[[ Data to use open ]]

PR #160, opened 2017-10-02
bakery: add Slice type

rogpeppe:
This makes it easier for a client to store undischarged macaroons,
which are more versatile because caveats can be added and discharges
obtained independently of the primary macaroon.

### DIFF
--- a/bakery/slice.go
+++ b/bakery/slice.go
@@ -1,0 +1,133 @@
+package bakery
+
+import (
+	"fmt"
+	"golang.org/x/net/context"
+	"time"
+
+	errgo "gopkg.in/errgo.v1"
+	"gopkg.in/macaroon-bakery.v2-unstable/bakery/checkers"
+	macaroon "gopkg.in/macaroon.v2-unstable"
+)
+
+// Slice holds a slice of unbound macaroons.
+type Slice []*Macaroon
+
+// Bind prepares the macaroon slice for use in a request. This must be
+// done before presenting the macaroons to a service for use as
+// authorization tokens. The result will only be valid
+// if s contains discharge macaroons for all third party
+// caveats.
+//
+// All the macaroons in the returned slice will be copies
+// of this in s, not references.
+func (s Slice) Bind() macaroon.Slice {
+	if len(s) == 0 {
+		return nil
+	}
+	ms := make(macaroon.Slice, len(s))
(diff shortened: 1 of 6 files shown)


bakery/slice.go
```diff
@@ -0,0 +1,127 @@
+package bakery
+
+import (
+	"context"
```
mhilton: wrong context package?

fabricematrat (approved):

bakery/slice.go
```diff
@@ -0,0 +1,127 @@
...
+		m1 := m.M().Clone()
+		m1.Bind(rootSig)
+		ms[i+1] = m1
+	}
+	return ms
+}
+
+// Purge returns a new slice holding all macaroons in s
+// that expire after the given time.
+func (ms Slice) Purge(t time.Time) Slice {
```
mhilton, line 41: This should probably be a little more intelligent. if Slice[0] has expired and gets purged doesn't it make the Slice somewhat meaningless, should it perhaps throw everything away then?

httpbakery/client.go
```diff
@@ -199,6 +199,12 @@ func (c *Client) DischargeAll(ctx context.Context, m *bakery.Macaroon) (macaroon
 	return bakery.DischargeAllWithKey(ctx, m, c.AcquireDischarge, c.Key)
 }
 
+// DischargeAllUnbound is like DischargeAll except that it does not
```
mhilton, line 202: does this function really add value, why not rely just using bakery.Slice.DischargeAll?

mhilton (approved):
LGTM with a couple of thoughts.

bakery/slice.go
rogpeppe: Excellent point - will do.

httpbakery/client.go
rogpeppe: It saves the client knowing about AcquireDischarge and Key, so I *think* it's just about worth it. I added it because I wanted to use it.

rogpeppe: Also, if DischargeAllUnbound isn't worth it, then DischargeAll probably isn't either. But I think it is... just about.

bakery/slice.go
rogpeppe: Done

[[ Data to use closed ]]

Problem requirements - Every line above should be printed again exactly as it stands.

Reply to the task -
PR #160, opened 2017-10-02
bakery: add Slice type

rogpeppe:
This makes it easier for a client to store undischarged macaroons,
which are more versatile because caveats can be added and discharges
obtained independently of the primary macaroon.

### DIFF
--- a/bakery/slice.go
+++ b/bakery/slice.go
@@ -1,0 +1,133 @@
+package bakery
+
+import (
+	"fmt"
+	"golang.org/x/net/context"
+	"time"
+
+	errgo "gopkg.in/errgo.v1"
+	"gopkg.in/macaroon-bakery.v2-unstable/bakery/checkers"
+	macaroon "gopkg.in/macaroon.v2-unstable"
+)
+
+// Slice holds a slice of unbound macaroons.
+type Slice []*Macaroon
+
+// Bind prepares the macaroon slice for use in a request. This must be
+// done before presenting the macaroons to a service for use as
+// authorization tokens. The result will only be valid
+// if s contains discharge macaroons for all third party
+// caveats.
+//
+// All the macaroons in the returned slice will be copies
+// of this in s, not references.
+func (s Slice) Bind() macaroon.Slice {
+	if len(s) == 0 {
+		return nil
+	}
+	ms := make(macaroon.Slice, len(s))
(diff shortened: 1 of 6 files shown)


bakery/slice.go
```diff
@@ -0,0 +1,127 @@
+package bakery
+
+import (
+	"context"
```
mhilton: wrong context package?

fabricematrat (approved):

bakery/slice.go
```diff
@@ -0,0 +1,127 @@
...
+		m1 := m.M().Clone()
+		m1.Bind(rootSig)
+		ms[i+1] = m1
+	}
+	return ms
+}
+
+// Purge returns a new slice holding all macaroons in s
+// that expire after the given time.
+func (ms Slice) Purge(t time.Time) Slice {
```
mhilton, line 41: This should probably be a little more intelligent. if Slice[0] has expired and gets purged doesn't it make the Slice somewhat meaningless, should it perhaps throw everything away then?

httpbakery/client.go
```diff
@@ -199,6 +199,12 @@ func (c *Client) DischargeAll(ctx context.Context, m *bakery.Macaroon) (macaroon
 	return bakery.DischargeAllWithKey(ctx, m, c.AcquireDischarge, c.Key)
 }
 
+// DischargeAllUnbound is like DischargeAll except that it does not
```
mhilton, line 202: does this function really add value, why not rely just using bakery.Slice.DischargeAll?

mhilton (approved):
LGTM with a couple of thoughts.

bakery/slice.go
rogpeppe: Excellent point - will do.

httpbakery/client.go
rogpeppe: It saves the client knowing about AcquireDischarge and Key, so I *think* it's just about worth it. I added it because I wanted to use it.

rogpeppe: Also, if DischargeAllUnbound isn't worth it, then DischargeAll probably isn't either. But I think it is... just about.

bakery/slice.go
rogpeppe: Done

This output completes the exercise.